PR #69, opened 2025-04-20
Move 'unknownImport' class to lawmaker package

jurisdatum:
@mcpheed1 @chatawayf I couldn't figure out how to work around the UnkownLine entirely. I thought they were only ever children of an UnknownLevel, but then I saw that they can be top-level children of a Mod, obviously.

So, as a compromise, I've proposed moving the bit about adding the "unknownImport" class attribute from the root Builder to the Lawmaker builder. My thinking is that the meaning of that class seems specific to Lawmaker, and unlikely to be used anywhere else.

### DIFF
--- a/src/akn/Builder.cs
+++ b/src/akn/Builder.cs
@@ -375,19 +375,10 @@ abstract class Builder {
             AddInline(block, inline);
         ContainingParagraphStyle = null;
     }
-    protected void p(XmlElement parent, ILine line) {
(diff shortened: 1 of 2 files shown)


mcpheed1:
Thanks @jurisdatum, this change makes sense. The Lawmaker unit tests pass, and I tested other Bills manually with no issue. I'll go ahead and merge.

mcpheed1 (approved):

********

_TASK INSTRUCTIONS_
The result should be every line that contains "jurisdatum", copied from the entries.

_SOLUTION BELOW_
jurisdatum:
Thanks @jurisdatum, this change makes sense. The Lawmaker unit tests pass, and I tested other Bills manually with no issue. I'll go ahead and merge.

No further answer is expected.